# 55 Gal Fresh Start



## sapphoqueen (Feb 9, 2010)

try to mimic the background wallpaper and after that take it down you will get a scape for starter.... toss some own ideeas in and you will see the result


----------



## CoffeeLove (Oct 31, 2012)

I think you should keep adding wood/rock

---
I give my fish coffee


----------



## IsNull (Aug 8, 2012)

I can't really take down the wallpaper as it's hiding the UV, inline heater and PVC plumbing all boxed in a wooden frame. Unless I go with a lot of tall plants in the back to completely cover it... 

I was trying to go with a triangle type design. Heavy on the left with a small focal point on the right.

I'm new at this, and that's just based on what I've seen and read. I ran the same tank set up for the kids for many years, so there was no real 'aquascaping'. But since this is going in our bedroom, the WAF is much much higher.

Do you know where I can get rock to match the wallpaper?


----------



## CoffeeLove (Oct 31, 2012)

Why a triangle? Go for a natural look.

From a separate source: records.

PR #1403, opened 2018-12-05
dft: "B97" conceded to Grimme

loriab:
## Description
So the reason there haven't been conda packages for a while is `dft1-alt` is non-deterministically broken on py35. Further investigation shows that the `energy('b97-d')` call was sometimes Grimme GGA for XC and sometimes Becke hybrid but always Grimme dispersion (unordered dicts, remember). Probably introduced by #1151 when I stopped listing `b97-d` as an XC of its own and special casing the processing. The proposed sol'n -- conceding "B97" to Grimme and calling the original hyb "B97-0" -- isn't great or historically sound. But I think it's workable.

## Checklist
- [x] a ctest command in py35 that failed 2/6 runs before failed 0/6 runs after

## Status
- [x] Ready for review
- [x] Ready for merge

### DIFF
--- a/psi4/driver/procrouting/dft/libxc_functionals.py
+++ b/psi4/driver/procrouting/dft/libxc_functionals.py
@@ -73,7 +73,7 @@ funcs.append({"name": "B3P86"          , "xc_functionals": {"HYB_GGA_XC_B3P86"  
 funcs.append({"name": "O3LYP"          , "xc_functionals": {"HYB_GGA_XC_O3LYP"          : {}}})
 funcs.append({"name": "mPW1K"          , "xc_functionals": {"HYB_GGA_XC_mPW1K"          : {}}})
 funcs.append({"name": "PBE0"           , "xc_functionals": {"HYB_GGA_XC_PBEH"           : {}}, "alias": ["PBEH"]})
-funcs.append({"name": "B97"            , "xc_functionals": {"HYB_GGA_XC_B97"            : {}}, "alias": ["B97-0"]})
+funcs.append({"name": "B97-0"          , "xc_functionals": {"HYB_GGA_XC_B97"            : {}}})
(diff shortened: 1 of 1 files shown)


PeterKraus:
I'm fine with this. We should mention it in release notes, and perhaps make sure the "Description" and "Citation" elements are filled in properly for both new B97 and B97-0 (not sure they currently are).

loriab:
Definitely agree on RN. I think the metadata are getting filled in ok. Below was how I came to diagnose the problem.

```
  ==> DFT Potential <==								  ==> DFT Potential <==

   => Composite Functional: B97-D2 <= 					  |	   => B97-D2P4 Composite Functional <= 

    B97-d2 Hyb-GGA Exchange-Correlation Functional			  |	    B97-D Pure-GGA Exchange-Correlation Functional

    A. D. Becke, J. Chem. Phys. 107, 8554 (1997)			  |	    S. Grimme, J. Comput. Chem., 27, 1787-1799, 2006

									  >	    Points   =           5000
    Deriv               =              1					    Deriv    =              1
    GGA                 =           TRUE					    GGA      =           TRUE
    Meta                =          FALSE					    Meta     =          FALSE

    Exchange Hybrid     =           TRUE				  |	    X_LRC        =          FALSE
    MP2 Hybrid          =          FALSE				  |	    X_Hybrid     =          FALSE
									  >	    X_Alpha      =   0.000000E+00
```

susilehtola:
Wouldn't it make sense to name the functionals B97-D2 and B97-D2P4 as above?

loriab:
@susilehtola, there's a variety of [aliases for dispersion](https://github.com/psi4/psi4/blob/master/psi4/driver/qcdb/intf_dftd3/dashparam.py#L46), so `B97-D` will show up as explicitly `B97-D2` in the output. `D2P4` is an old extension in psi that combined what to run (D2) with what should run it (psi4 internally rather than Grimme `dftd3`). Only reason it appears above is because I was diff-ing against an old reference output.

Your background really is a prime example

---
I give my fish coffee


----------



## IsNull (Aug 8, 2012)

CoffeeLove said:


> Why a triangle? Go for a natural look. Your background really is a prime example
> 
> ---
> I give my fish coffee


It was just what I had read. Has to do with flow, symmetry, focal points etc (as I understand it).

http://www.plantedtank.net/forums/showthread.php?t=47054

http://www.aquabotanic.com/?tag=triangle-aquascape


----------



## becky3086 (Mar 22, 2013)

I think it is great. I love the wood. I do think the background is a little over powering. I had to really look at it to see what was in the tank and what wasn't.


----------



## du3ce (Jan 26, 2013)

not sure about all the pebles scattered all over the place


----------



## johnson18 (Apr 29, 2011)

The small stones are a little odd. Does the background have a solid color on the opposite side? If so I might consider flipping it around. I like the wood though I would make sure it is at a key focal point in the tank by using the rule of thirds. I'm no expert when it comes to aquascaping though.


----------



## cephelix (Apr 8, 2013)

The background to me distracts the eye from the focal point of the tank. I personally like a solid black background. That would make the plants and hardscape in your tank stand out more.

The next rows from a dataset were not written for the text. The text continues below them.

PR #1409, opened 2018-12-06
Add opt-full-hess-every test only when MAX_AM_ERI is high enough

jturney:
## Description
The default `MAX_AM_ERI` isn't high enough to perform this test.  Add it only when it is configured high enough.

## Status
- [x] Ready for review
- [x] Ready for merge

### DIFF
--- a/psi4/src/psi4/libmints/integral.cc
+++ b/psi4/src/psi4/libmints/integral.cc
@@ -216,7 +216,7 @@ TwoBodyAOInt* IntegralFactory::erd_eri(int deriv, bool use_shell_pairs) {
 #ifdef USING_erd
     if (deriv == 0 && integral_package == "ERD") return new ERDERI(this, deriv, use_shell_pairs);
 #endif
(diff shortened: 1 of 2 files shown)


jturney:
Oh, I see.  Is there another variable I should be checking?

loriab:
`Libint_MAX_AM_ERI` from https://github.com/psi4/psi4/blob/master/external/upstream/libint/CMakeLists.txt#L5 might be available. I have no confidence in my CMake scope predictions. May need to global it.

jturney:
I'll test and commit, if it works.

jturney:
It didn't work. Must be a scope issue. I'm not confident in my CMake abilities to use do the scoping.

loriab:
Can try some of [these solutions](https://stackoverflow.com/questions/19345930/cmake-lost-in-the-concept-of-global-variables-and-parent-scope-or-add-subdirec), but probably not worth it. I wonder if there's a psi4 call that can return Libint's AM (thinking ahead to pytest `@using_am_atleast_6`)? My checkmark still stands as-is.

You could also do slopes in your tank instead of a flat substrate. That would give it a bit more depth of field and if you could try possibly angling the wood instead of having it stand straight up if it's going to be prominent. If it is going to be heavily planted with the wood eventually being covered in moss etc, then it should look fine.

That is my opinion though. Post up pictures of your progress once you've settled on the final layout.

Kindest Regards,
Ali


----------



## Couesfanatic (Sep 28, 2009)

Switch to a black background. Ditch the pebbles. Get more wood like what you have. Use lots of moss.


----------



## Soup12 (Nov 10, 2012)

go black background.. will add depth to the 55g since it has NO depth.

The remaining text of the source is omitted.